The authors base their approach on the use of the “interquartile range” (IQR). More precisely they name “outliers”, those samples which values are higher than the 3rd quartile (Q3) and lower than the 1st quartile (Q1).

Computing the number of outliers for the ration ROE (page 163) – -> (https://github.com/MoiraCorp/DLMM-IRating-in-R/tree/main/steps/step9/roeoutlr)
Computing outliers percentage for all the ratios – -> (https://github.com/MoiraCorp/DLMM-IRating-in-R/tree/main/steps/step9/alloutlr)
Masking outlier’s values using the NA R notation – -> (https://github.com/MoiraCorp/DLMM-IRating-in-R/tree/main/steps/step9/naoutlr)

Computing the number of outliers for the ration ROE (page 163)

Following the authors’s approach, we implement the FindOutliers() function in order to to detect extreme outliers

FindOutliers <- function(data) { lowerq = quantile(data, na.rm=TRUE)[2] upperq = quantile(data, na.rm=TRUE)[4] iqr = upperq – lowerq # we identify extreme outliers extreme.threshold.upper = (iqr * 3) + upperq extreme.threshold.lower = lowerq – (iqr * 3) result <- which(data > extreme.threshold.upper | data < extreme.threshold.lower) }

For more information on the detection of outliers in R, see for example: “Outliers detection in R” -> https://statsandr.com/blog/outliers-detection-in-r/

The FindOutliers() function is used to evaluate the percentage of extereme outliers for the ROE variable

extreme.outl <- FindOutliers(wcs2train$ROE) # compute percentage of extreme outliers outlprc = length(extreme.outl)/length(wcs2train$ROE) outlprc

The printed output is:

[1] 0.1210692

NOTE : This compares closely with the percentage of 12% indicated by the authors in page 164

Computing outliers percentage for all the ratios

We start by sub-setting the ratios from the W_CS_1_AnalysisSampleDataSet_2B.xls table

ratiovars <- c(86:119)
wcs2train.ratios <- wcs2train[ratiovars] sapply(wcs2train.ratios, class)

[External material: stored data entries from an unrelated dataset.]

PR #3651, opened 2024-05-22
test: [ANDROAPP-6609] Refactor program rules UI form's test to integration tests

ferdyrod:
## Description

## Solution description
## Covered unit test cases
- [ ] Smartphone Emulator
- [ ] Tablet Emulator
- [ ] Smartphone
- [ ] Tablet
- [ ] 4.4
- [ ] 5.X - 6.X
- [ ] 7.X
- [ ] 8.X
- [ ] 9.X - 10.X
- [ ] 11.X - 13.X
- [ ] Other
## Checklist


form/build.gradle.kts
```diff
@@ -53,6 +53,12 @@ android {
     composeOptions {
         kotlinCompilerExtensionVersion = libs.versions.kotlinCompilerExtensionVersion.get()
     }
+
+    testOptions {
+        unitTests {
+            isReturnDefaultValues = true
```
andresmr, line 59: what is this for?

ferdyrod: This was added because there was a error saying that the method "isEmpty()"in the Android's TextUtils class was not being mocked. Even though that method is not invoked anywhere in the code. The error happened when the method FormViewModel::processCalculatedItems()  called the FormCountingIdlingResource.increment() method.

Adding this configuration fixed this problem

andresmr (approved):

app/src/androidTest/java/org/dhis2/usescases/filters/FilterTest.kt
```diff
@@ -146,12 +145,13 @@ class FilterTest : BaseTest() {
         eventWithoutRegistrationRobot(composeTestRule) {
             clickOnEventAtPosition(0)
         }
-        formRobot(composeTestRule) {
+        // Commented because FormRobot class wah eliminated as FormTest was also eliminated
+        /*formRobot(composeTestRule) {
```
xavimolloy, line 149: if this is no longer needed maybe we can remove it?

xavimolloy (approved):

app/src/androidTest/java/org/dhis2/usescases/filters/FilterTest.kt
ferdyrod: I don't think so, because this test is going to be looked at at some point. So it's better to leave it as it is so when someone does look into this, knows how the tests really is coded.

The percentage of outliers is then computed for all the Ratio variables

for(i in 1:length(wcs2train.ratios)){
# use the function to identify extreme outliers
extreme.outl <- FindOutliers(wcs2train.ratios[,i])
# compute percentage of extreme outliers
outlprc = length(extreme.outl)/length(wcs2train.ratios[,i])
cat(sprintf(“%s, %.2f\n”, colnames(wcs2train.ratios)[i], outlprc))
}

Highest outliers percentage:

Ratio	Percentage	Ratio	Percentage	Ratio	Percentage	Ratio	Percentage
EXTRIC	0.24	SALESONV	0.13	ROE	0.12	INVENTOR	0.1

NOTE : The results show that: ROE, INVENTOR, EXTRIC and SALESONV do have “outliers” percentage >= 10%

Lower outliers percentage:

Ratio	Percentage	Ratio	Percentage	Ratio	Percentage	Ratio	Percentage
DEBTEQU	0.09	EBITDAIE	0.09	RECEIVAB	0.09	ROETR	0.09
DEBTEQUTR	0.08	SALESMIN	0.07	ROAMINUS	0.06	V95A	0.06
EQUILIABL	0.05	EQUITYON	0.05	IEONEBIT	0.05	IEONFINA.	0.05
NIEONEBI	0.05	ROA	0.05	COMMERCI	0.04	CURRENT	0.04
PAYABLES	0.04	ROI	0.04	ROS	0.04	V89A	0.03
EBITDAON	0.03	QUICKRA	0.02	TAXESONG	0.02	ASSETSTU	0.01
V94A	0.01

NOTE : It worth pointing out that a few NA (Not available) values are present, principaly in the TAXESONG ratio

Anomalous outliers percentage:

Ratio	Percentage	Ratio	Percentage	Ratio	Percentage	Ratio	Percentage
IEONLIAB	0	INTANGIB	0	TRADERE.	0	V110A	0
TRADEPA.	0

NOTE : The results show anomalies in the computation of the quantiles for IEONLIAB, INTANGIB, TRADERE., V110A and TRADEPA:

for IEONLIAB it is probably due to the presence of one extreme outlier (value 107.47) for a population ranging 0-23
for all the other ratios the result is harder to explain

Masking outlier’s values using the NA R notation

It is common practice to “mask out” outlier values for each of the Ratio variables in order to manipulate more manageable statistical distributions.
It follows the recommendations of the authors in section 4.5.9.1 – Treatment of outliers, page 164.
Here we will mask out the outliers by replacing these values by the NA R notation (Not Available)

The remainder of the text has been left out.